►

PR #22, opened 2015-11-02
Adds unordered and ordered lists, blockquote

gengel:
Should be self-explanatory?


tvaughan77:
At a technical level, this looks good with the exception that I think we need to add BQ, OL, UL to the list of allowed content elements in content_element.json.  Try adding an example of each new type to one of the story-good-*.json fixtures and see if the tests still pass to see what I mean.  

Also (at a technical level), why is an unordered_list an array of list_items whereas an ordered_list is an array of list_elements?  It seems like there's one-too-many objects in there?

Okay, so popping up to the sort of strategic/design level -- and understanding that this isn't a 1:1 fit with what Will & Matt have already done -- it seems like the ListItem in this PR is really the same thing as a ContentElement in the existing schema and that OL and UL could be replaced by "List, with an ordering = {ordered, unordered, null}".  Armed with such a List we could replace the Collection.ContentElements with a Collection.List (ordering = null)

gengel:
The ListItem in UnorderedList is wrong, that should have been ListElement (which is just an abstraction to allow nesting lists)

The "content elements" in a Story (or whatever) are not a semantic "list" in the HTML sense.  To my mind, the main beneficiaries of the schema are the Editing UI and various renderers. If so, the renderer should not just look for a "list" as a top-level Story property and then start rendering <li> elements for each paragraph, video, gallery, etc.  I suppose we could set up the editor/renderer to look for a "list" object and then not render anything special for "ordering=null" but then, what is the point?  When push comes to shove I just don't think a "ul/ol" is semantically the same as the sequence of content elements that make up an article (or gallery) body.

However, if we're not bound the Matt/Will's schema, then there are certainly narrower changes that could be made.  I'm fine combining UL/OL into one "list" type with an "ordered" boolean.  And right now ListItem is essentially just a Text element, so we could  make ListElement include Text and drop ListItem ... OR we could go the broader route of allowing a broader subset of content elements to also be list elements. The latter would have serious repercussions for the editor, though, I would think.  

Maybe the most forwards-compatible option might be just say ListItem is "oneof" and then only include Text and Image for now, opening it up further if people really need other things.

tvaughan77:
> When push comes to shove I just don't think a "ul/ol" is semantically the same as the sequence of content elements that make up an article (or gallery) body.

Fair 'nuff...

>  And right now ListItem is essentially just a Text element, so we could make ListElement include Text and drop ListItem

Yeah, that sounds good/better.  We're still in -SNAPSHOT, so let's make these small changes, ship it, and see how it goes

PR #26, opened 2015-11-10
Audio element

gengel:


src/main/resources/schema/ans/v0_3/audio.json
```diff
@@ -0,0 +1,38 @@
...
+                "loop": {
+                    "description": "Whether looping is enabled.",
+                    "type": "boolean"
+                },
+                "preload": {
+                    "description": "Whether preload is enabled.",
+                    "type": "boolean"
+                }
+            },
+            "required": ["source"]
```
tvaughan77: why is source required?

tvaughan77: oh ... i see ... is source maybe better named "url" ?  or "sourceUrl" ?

◄
►

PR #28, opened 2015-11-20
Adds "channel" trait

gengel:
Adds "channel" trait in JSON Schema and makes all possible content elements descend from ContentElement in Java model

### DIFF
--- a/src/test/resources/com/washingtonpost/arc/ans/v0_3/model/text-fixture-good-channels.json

◄

- What this task involves: Using the entries above, give back exactly the line containing "tvaughan77: why is source required?", the line containing "tvaughan77: oh ...", and every line between them, and nothing else.

- Result:
tvaughan77: why is source required?

tvaughan77: oh ... i see ... is source maybe better named "url" ?  or "sourceUrl" ?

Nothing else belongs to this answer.